At the High Court, where I was imprisoned for approximately one week during my bail application, the cells were appalling. No lighting, no blankets or floor mats and a broken toilet, choked and foul. The graffiti on the walls was written in the medium of prisons ... excrement. A mere few feet above us, judges reclined in wooden paneled Court Rooms, completely unaware of the plight of those that stood in the stands before them. My own experience was that Prison Officers refused offers of fruit juice from my own lawyer and counsel and at times we would go for as long as 8 hours with anything to eat and drink.

If we were lucky, before leaving prison to travel to Court, we were able to shovel dried sadza and beans into a dirty bag and carry that with us, to be shared in the middle of the day. On arriving back in the evening at prison after the day in Court, it was always too late for our 'supper', which was scheduled at no later than 1530 hours. On the one occasion, we were lucky, as plastic plates of food had been left in the sun in the Courtyard for us by some caring fellow prisoner. However, the food was blackened by blow flies, the species which is renowned for its attraction to rotting fish and faeces.

My wife attempted day after day to visit me and spent hours at the external boom gate waiting for permission to enter, which was her and my right (once per week for 10 minutes). Of the 35 days in detention, she was able to visit me twice at Khami Maximum as it was the habit of Senior Officers, who were often politically appointed to deliberately delay the process of visitors accessing their relatives.
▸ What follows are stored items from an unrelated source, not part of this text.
PR #12483, opened 2023-08-09
Mudraptor genes rework

ubertpendragon:
# Problems with Mudraptor genes:

- **No gene quality scaling**. A 10% mudraptor gene has the same effect as 100%
- **It's weak**. Damage is negligible, and compared to a crowbar/axe it is way too slow at breaking down doors

# Changes

- **4 beak sizes and colours at 0-33-66-100 thresholds**. Limbs use conditionals to appear/disappear dynamically. 
- **Damage scaling**. Both bitewounds and item damage scaled up with quality. Breaks down doors in 2 hits at 100.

On the one occasion she spoke with me for 3 minutes and the second for 7 minutes.

When finally, my lawyer succeeded in a High Court application, ordering the prison authorities to grant me my remand prisoner rights, I was present when he served the order on the Officer Commanding and he gesticulated violently several times and said '..... will get nothing. Nothing !! No toothbrush, no food, no writing paper, no books, Nothing !!'

My lawyer had numerously, on occasions brought letters from my doctor explaining the digestive problems from which I suffered and still special food was denied. I suffer from a displaced spine and only after a good number of attempts, was I finally allowed to wear a back brace. This is just an indication of the deliberate political motive in dealing with what were effectively political prisoners. Through my lawyer, and the help of friends, I was able to arrange for a football to be delivered to the prison by my lawyer, but in all four attempts, the prison authorities refused the offer. Football is the only activity permitted and their ball had long exceeded its usable life.
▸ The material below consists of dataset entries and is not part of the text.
Issue #12595, opened 2023-08-31
Wrecked diving suit lockers can't contain all suits, look weird


ubertpendragon:
### Disclaimers

- [X] I have searched the issue tracker to check if the issue has already been reported.
- [ ] My issue happened while using mods.

### What happened?

Wrecked diving suit lockers are using item identifiers for containables instead of broader item tags

`      <Containable items="divingsuit,abyssdivingsuit,combatdivingsuit" />`

This means they cannot contain modded suits or even Disposable diving suits
They should be using the same line as regular lockers:

`      <Containable items="deepdiving" excludeditems="deepdivinglarge" />`

Also when containing a suit, the lockers look completely different, the suit's contained sprite overriding the dirty window:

Finally, after winning my release and after being re-detained after 17 hours of freedom, due to a technicality, I won my appeal in the country’s Supreme Court and joined my family, 8 kgs the lighter. Subsequently, after other vague chargers were laid against me, I finally was absolved of my crime although there is still no acquittal as such. This allows the authorities to find new evidence to re-detain me. It is on this basis that some of my colleagues are still incarcerated and others due to stand trial in November. This whole episode has been counter productive for the authorities as my resolve has strengthened, my appreciation for my compatriot and colleagues has grown tremendously, and my faith in the future of my country is stronger than ever.

(In the subsequent Court hearing all charges were dropped against all the accused. The Judge found that the Police 'diary' of events had been fabricated and it was found that a policeman had actually been protecting the site of the dead body for 24 hours before 'discovery'.)